Collected data entries
↓↓↓

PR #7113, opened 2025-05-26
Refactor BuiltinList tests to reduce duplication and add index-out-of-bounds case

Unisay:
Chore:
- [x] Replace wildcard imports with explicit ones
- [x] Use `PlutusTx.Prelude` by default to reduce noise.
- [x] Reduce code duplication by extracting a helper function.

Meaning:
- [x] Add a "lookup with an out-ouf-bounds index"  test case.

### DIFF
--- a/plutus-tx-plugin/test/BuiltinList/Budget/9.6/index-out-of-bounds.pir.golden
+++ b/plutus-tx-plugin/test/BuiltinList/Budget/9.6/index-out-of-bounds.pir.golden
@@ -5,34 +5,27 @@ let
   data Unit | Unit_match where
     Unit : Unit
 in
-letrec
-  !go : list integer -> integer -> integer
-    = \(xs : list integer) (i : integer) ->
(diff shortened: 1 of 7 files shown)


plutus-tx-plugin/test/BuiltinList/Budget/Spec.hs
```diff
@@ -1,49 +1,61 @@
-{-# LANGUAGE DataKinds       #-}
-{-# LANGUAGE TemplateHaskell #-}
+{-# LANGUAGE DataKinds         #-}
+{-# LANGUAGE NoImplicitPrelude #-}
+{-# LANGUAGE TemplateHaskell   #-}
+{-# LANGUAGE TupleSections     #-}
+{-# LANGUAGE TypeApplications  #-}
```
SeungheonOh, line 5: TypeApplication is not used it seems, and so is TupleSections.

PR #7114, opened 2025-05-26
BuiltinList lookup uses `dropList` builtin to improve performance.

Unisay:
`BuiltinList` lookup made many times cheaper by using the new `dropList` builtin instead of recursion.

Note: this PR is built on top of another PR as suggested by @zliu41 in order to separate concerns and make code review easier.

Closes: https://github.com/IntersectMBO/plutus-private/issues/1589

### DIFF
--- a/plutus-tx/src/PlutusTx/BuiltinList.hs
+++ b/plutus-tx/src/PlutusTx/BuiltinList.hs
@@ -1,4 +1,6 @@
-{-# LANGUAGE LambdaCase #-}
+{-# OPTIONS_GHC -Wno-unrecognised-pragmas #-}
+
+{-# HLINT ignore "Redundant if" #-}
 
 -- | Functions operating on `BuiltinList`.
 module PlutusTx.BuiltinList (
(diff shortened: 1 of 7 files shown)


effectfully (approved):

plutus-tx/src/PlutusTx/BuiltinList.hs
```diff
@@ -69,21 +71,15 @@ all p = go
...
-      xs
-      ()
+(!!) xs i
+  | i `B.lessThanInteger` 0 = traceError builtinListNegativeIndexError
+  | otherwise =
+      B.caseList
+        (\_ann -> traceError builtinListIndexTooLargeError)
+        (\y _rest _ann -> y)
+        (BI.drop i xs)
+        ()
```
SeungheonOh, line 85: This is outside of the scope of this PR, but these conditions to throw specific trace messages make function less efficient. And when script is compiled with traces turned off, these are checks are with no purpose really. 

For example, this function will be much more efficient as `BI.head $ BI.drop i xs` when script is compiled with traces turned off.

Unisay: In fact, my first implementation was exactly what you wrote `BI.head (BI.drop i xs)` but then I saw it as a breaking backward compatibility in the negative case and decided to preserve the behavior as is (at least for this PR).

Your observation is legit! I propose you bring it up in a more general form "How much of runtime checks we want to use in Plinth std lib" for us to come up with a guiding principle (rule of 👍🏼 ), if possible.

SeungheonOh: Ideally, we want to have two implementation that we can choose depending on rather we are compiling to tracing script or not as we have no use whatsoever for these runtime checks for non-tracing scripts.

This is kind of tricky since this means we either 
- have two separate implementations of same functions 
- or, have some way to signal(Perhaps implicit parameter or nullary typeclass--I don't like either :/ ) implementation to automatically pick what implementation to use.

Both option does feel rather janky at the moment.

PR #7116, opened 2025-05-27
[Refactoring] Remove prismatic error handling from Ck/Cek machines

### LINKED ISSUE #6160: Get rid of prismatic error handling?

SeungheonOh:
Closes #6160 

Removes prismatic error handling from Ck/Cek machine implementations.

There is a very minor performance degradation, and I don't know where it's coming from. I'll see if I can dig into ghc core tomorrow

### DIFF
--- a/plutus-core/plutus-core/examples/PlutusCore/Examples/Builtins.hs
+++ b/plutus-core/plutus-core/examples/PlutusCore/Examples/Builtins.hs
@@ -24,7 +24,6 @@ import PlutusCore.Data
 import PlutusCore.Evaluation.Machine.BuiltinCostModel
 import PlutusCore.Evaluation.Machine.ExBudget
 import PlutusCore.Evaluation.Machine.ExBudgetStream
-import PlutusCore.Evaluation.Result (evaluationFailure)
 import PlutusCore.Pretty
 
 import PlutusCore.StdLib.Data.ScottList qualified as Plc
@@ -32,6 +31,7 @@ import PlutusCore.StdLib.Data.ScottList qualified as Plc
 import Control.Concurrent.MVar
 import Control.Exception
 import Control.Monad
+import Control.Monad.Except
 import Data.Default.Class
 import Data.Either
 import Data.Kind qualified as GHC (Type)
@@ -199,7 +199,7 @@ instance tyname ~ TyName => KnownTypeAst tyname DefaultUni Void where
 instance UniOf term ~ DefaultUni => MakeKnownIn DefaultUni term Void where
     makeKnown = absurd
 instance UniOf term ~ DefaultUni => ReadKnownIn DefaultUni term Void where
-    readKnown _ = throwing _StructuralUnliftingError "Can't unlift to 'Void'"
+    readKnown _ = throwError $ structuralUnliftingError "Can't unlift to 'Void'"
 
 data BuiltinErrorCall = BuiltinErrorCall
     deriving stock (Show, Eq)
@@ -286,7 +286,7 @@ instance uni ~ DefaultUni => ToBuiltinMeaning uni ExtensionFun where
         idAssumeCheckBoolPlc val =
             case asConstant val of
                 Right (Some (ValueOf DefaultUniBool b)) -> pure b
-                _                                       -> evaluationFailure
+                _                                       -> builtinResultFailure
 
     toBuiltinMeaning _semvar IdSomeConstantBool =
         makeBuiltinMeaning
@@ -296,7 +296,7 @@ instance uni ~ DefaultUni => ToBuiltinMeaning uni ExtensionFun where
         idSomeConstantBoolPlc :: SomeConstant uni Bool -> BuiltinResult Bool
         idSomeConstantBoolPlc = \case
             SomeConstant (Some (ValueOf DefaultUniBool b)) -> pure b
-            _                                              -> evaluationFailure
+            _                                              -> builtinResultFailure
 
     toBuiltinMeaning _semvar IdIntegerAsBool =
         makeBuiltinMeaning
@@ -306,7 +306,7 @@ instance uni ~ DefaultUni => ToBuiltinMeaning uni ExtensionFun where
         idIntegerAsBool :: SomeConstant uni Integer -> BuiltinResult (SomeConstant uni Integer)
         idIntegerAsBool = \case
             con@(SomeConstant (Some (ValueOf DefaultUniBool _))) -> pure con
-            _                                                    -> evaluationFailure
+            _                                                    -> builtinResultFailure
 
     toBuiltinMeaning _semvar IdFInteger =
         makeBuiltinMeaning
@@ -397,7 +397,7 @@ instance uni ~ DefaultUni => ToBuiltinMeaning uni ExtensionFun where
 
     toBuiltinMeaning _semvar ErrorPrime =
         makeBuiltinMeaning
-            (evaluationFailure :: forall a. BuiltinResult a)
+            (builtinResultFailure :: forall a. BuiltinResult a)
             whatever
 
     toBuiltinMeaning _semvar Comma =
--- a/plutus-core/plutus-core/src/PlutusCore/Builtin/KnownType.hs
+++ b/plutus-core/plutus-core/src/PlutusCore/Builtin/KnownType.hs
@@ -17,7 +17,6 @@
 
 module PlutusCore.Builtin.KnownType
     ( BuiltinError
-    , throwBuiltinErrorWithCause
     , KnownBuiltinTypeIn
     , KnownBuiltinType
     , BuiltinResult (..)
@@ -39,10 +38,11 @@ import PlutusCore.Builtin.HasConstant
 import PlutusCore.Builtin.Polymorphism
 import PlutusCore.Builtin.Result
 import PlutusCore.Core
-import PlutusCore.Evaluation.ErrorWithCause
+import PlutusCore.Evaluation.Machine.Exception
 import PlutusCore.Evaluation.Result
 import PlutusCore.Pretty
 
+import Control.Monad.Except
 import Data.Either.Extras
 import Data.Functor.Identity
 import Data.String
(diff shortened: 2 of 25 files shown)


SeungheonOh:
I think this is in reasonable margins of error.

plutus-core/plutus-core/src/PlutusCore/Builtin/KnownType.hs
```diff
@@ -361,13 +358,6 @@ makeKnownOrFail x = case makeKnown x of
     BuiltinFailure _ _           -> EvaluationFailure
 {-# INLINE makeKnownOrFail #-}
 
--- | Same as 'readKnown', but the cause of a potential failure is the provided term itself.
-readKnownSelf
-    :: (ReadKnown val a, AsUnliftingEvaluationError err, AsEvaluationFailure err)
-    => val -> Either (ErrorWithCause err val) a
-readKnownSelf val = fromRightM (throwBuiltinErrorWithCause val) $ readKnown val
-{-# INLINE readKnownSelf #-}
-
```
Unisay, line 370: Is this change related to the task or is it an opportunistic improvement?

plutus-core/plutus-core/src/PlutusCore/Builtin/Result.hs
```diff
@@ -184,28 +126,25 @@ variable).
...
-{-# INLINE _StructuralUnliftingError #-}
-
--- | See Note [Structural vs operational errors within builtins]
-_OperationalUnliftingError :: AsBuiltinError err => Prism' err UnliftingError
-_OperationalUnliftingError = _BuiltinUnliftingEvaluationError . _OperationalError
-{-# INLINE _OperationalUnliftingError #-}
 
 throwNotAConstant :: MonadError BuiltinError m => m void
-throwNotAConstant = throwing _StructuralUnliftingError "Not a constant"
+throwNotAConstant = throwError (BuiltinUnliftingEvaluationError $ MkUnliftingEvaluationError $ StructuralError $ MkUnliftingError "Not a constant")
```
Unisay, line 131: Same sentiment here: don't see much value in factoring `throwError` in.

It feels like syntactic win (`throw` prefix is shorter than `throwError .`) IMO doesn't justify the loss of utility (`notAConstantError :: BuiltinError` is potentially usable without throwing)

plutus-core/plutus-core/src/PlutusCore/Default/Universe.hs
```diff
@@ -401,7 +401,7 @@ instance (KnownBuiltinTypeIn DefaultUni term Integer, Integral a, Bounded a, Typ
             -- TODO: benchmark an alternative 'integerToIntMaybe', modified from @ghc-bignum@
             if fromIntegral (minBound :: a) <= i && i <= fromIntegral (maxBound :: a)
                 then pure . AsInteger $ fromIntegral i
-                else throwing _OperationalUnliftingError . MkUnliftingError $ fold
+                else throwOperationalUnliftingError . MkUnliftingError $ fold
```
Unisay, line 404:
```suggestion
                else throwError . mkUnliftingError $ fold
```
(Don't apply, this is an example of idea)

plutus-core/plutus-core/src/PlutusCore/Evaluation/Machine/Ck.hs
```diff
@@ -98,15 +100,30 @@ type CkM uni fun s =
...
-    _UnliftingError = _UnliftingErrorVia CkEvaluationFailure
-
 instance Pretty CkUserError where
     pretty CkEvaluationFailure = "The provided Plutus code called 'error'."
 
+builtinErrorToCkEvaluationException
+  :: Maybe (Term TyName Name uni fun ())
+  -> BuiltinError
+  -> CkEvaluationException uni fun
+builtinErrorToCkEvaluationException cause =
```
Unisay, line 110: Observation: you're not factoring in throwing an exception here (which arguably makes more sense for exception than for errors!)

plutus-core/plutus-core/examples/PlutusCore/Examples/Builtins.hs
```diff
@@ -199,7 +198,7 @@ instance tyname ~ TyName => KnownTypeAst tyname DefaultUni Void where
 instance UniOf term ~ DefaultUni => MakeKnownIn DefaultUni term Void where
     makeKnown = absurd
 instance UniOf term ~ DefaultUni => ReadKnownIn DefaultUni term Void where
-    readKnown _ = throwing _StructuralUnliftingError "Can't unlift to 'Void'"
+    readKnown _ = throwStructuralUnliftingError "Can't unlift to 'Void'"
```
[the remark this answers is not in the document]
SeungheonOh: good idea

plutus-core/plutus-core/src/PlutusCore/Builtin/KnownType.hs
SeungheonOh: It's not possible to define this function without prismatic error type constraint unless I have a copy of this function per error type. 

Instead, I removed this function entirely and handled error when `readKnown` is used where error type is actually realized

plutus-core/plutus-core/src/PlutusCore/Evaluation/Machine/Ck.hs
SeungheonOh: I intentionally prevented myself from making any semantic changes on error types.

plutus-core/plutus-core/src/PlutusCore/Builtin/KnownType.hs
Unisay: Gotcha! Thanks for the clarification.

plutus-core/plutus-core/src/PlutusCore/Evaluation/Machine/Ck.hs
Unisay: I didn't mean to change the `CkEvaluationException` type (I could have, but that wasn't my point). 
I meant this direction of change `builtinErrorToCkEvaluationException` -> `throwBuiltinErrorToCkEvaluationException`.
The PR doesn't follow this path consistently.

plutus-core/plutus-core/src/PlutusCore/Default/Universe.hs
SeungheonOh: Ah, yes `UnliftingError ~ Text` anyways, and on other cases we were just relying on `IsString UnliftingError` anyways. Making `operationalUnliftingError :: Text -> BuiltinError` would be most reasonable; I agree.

↑↑↑

- [To do]
From the data above, work out how many lines hold "ValueOf". Answer with the number alone.

- [Result below]
3